The broader context here is Africa's dramatic shift in recent decades to Christianity and Islam. During the 20th century, fully 40 percent of Africa's population moved from traditional religions to "different shades of Christianity," says Philip Jenkins, a history and religion professor at the University of Pennsylvania. It is, he adds, "the largest religious change that has ever occurred in history." There are debates about whether Christianity or Islam is spreading faster in Africa, but clearly they're both on the rise - and sometimes are the source of tension.
In Nigeria's religious city of Jos (short for "Jesus Our Savior") the government says 50,000 people died between 1999 and 2004 in sectarian clashes. Until a peace deal last year, Sudan's northern Muslims and southern Christians were at war for two decades.
Clearly, the religious revolution is still shaking out. "People are converting rapidly, but they don't necessarily have instruction" in the details of their faiths, says Boston University's Professor Robert. Nor have they had "time for their belief system to solidify." It is, she says, "still shifting." She argues that eventually the faithful will choose one religion or another, and the hybrids will fade away.
But the ferment is quite evident on the chaotic streets of Lagos, which is home to some 10 million people. Hundreds of church-sponsored banners scream out, "It's your day of RECOVERY @ LAST where life's pains are healed" or "Jesus Christ: A friend indeed! Even in times of need!!"
Healing is a regularly promised feature of churches across Africa.
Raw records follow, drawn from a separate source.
Issue #309, opened 2018-11-08
Is there a way to set timeout time?


rparcus:
It would be useful to be able to control timeout time. How can we do that?

stevedomin:
Hello @rparcus,

What do you mean exactly? Which timeout are you referring to?

stevedomin:
We don't support this currently, however this would be nice to have.

princemaple:
Should be resolved by #327

PR #310, opened 2018-11-12
Pass request options to hackney

Doerge:
Adds the ability to pass options to the underlying hackney request.

It would make sense to consider a generic way of handling this across all adapters.

Might be a solution to #309 as well.


Doerge:
Would be useful if we could set it in the config as well:
```
  adapter: Swoosh.Adapters.Mandrill,
  api_key: "SG.x.x"
  request_options: [{:connect_timeout, 15_000}, {:recv_timeout, 15_000}]
```

princemaple:
Sorry, thought the other PR #311 is also sent by you.

We are going to hold back on merging the two PRs, because we'd prefer to add an abstraction that works on all adapters, instead of patching every adapter with the same code.

Doerge:
A generic way would be way better. Feel free to close this PR then :)

PR #311, opened 2018-11-15
✨ Pass hackney request options on sendgrid

### LINKED ISSUE #309: Is there a way to set timeout time?

rparcus:
Based on #310 and comments, this allows for controlling hackney directly while using Sendgrid.
Closes #309 for me.


princemaple:
close in favor of #327

PR #326, opened 2018-12-26
Temporarily skip integration tests

princemaple:
Revert this later when integration tests are fixed


princemaple:
FYI @stevedomin

Issue #340, opened 2019-02-05
SMTP adapter + html results in long lines in quoted-printable message.


ivan-kolmychek:
We are trying to switch our emails to Swoosh from Rails-based system.
We use service to try to predict are our mails counted as spam or not, that includes running them through Barracuda spamfilter.

When we switched, this started to show up in report:
> MIME_QP_LONG_LINE_2 - META: RAW: Quoted-printable line longer than 76 chars

Looking at the quoted-printable source of result, the lines do exceed 76 chars.

As an attempt to quickly fix it, I have locally cloned swoosh and switched encoding of parts to base64 and it looks like that solves the problem.

Does anyone else has this problem?
Would PR with setting to change encodings between quoted-printable and base64 be of any interest to anyone?

princemaple:
released v0.22.0

PR #341, opened 2019-02-05
Add option to change encoding to smtp adapter

ivan-kolmychek:
Ref #340.

This was born as a "quick and dirty" fix, so it may not be perfect. 
Tests are passing, but I have not added any new ones. 
It also does not solve the original issue itself, just side-steps it with using different encoding.

Feedback and advice on how to improve it (and what tests to add) are welcome.


ivan-kolmychek:
@princemaple thanks. Of course, take your time. 

We are using this in the meantime as fork, so maybe we'll spot any other nuances as well.

princemaple:
Hi @ivan-kolmychek , how's your change been going for you? I made a few modifications. I'll merge this one in if there hasn't been any issue on your side.

ivan-kolmychek:
@princemaple it's running all right, we have not found any issues so far.

I pulled your changes and tested it a bit locally now, it does works for me.

After you will merge I think we can switch to using `master` for now, so it will get more live testing until you are ready to actually release next version.

princemaple:
Thanks a lot for testing this live :)

princemaple:
Hi @ivan-kolmychek , just checking, has master caused any trouble so far?

ivan-kolmychek:
@princemaple no, have not spotted any problems yet, but we pinned it to the [merge commit](https://github.com/swoosh/swoosh/commit/4f2196ca73e061329b1e493f9d12dc5aeb1c5f07) for now, so I can't say anything about any further changes.
We can swap it to current HEAD on Monday (Feb 18th) to test that through a bit more.

princemaple:
Thanks for the reply. The later commits should not have an impact on the SMTP code. I think I will make a release sometime next week. Thanks again!

PR #50, opened 2024-02-15
Fix bug in `copy(pg::PartitionedGraph)`

JoeyT1994:
Quick fix of a bug in `copy(pg::PartitionedGraph)` where the wrong field name was being used.
A test has been added for `copy(pg)` so the bug would be caught if it happens again.


mtfishman:
Thanks!

PR #51, opened 2024-02-20
`boundary_partitionedges`

JoeyT1994:
New function `boundary_partitionedges(pg::PartitionedGraph, partitionvertices::Vector{<:PartitionVertex})` which returns all the `partitionedges` (in `PartitionEdge` format) incoming to the region specified by `partitionvertices`. Tests are also added.


src/Graphs/partitionedgraphs/partitionedgraph.jl
```diff
@@ -94,12 +94,26 @@ function edges(pg::PartitionedGraph, partitionedges::Vector{<:PartitionEdge})
...
+)
+  return PartitionEdge.(
+    boundary_edges(partitioned_graph(pg), parent.(partitionvertices); kwargs...)
+  )
+end
+
+function boundary_partitionedges(
+  pg::PartitionedGraph, partitionvertex::PartitionVertex; kwargs...
+)
+  return boundary_partitionedges(pg, PartitionVertex[partitionvertex]; kwargs...)
```
mtfishman, line 108:
```suggestion
  return boundary_partitionedges(pg, [partitionvertex]; kwargs...)
```
Julia should already infer the type is `Vector{<:PartitionVertex}`.

src/NamedGraphs.jl
```diff
@@ -187,6 +187,7 @@ export NamedGraph,
   partitionvertex,
   partitionvertices,
   partitioned_vertices,
+  boundary_partitionedges,
```
mtfishman, line 190: Let's avoid exporting for now and reassess exports going forward.

For example, ideally we would have a `PartitionedGraphs` module, which then exports partition-related functions. So better off not exporting so we don't have to backtrack later when we move to that design.

mtfishman:
Could you add a test for `copy(::PartitionedGraph)`?

JoeyT1994:
Sure I just added that.

mtfishman:
Thanks!

JoeyT1994:
Can we move to a new version of NamedGraphs following this PR? Just so the tests for the ITensorNetworks PR: https://github.com/mtfishman/ITensorNetworks.jl/pull/139 pass

mtfishman:
Thanks for the reminder, registering it now.

PR #77, opened 2024-05-14
Add vertices_at_distance and next_nearest_neighbors

JoeyT1994:
PR which moves the `nth_nearest_neighbors` functionality from `ITensorNetworks.jl` to the `GraphsExtensions` module in this library. 
A few short tests are added, although maybe more of the `GraphsExtensions` code should be tested in the future (leaving for another PR).


mtfishman:
We should assess the name of this function.

Apparently the terminology "k nearest neighbors" has a different meaning in the graph community. For example, see the function [k_nearest_neighbors](https://networkx.org/documentation/networkx-1.11/reference/generated/networkx.algorithms.assortativity.k_nearest_neighbors.html) in older versions of NetworkX, which was renamed to [average_degree_connectivity](https://networkx.org/documentation/stable/reference/algorithms/generated/networkx.algorithms.assortativity.average_degree_connectivity.html) in NetworkX v3.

It's symbolic of a key element of the continent's religious explorations - fusing faith and rationality, Professor Balogun says. According to Western thought, with its emphasis on rationality, "Everything that goes up must come down," he says. But a more African approach is that, "By divine intervention it may not come down." In fact, his university is initiating a degree focusing on the religion-science nexus.
Meanwhile, it's not just Saka who's exploring the common ground between Christianity and Islam. Sitting in a wrought-iron throne, swathed in silky white fabric, the founder of "Chrislam" has these words for followers of the two great faiths: "The same sun that dries the clothes of Muslims also dries the clothes of Christians." Stroking his beard, the man named Tela Tella says, "I don't believe God loves Christians any more than Muslims."
His followers calls him His Royal Holiness, The Messenger, Ifeoluwa or "The Will of God." Since the religion's founding two decades ago, this small band has been gathering almost daily to hear his message of inclusiveness - that Christians and Muslims, "who are sons of Abraham, can be one."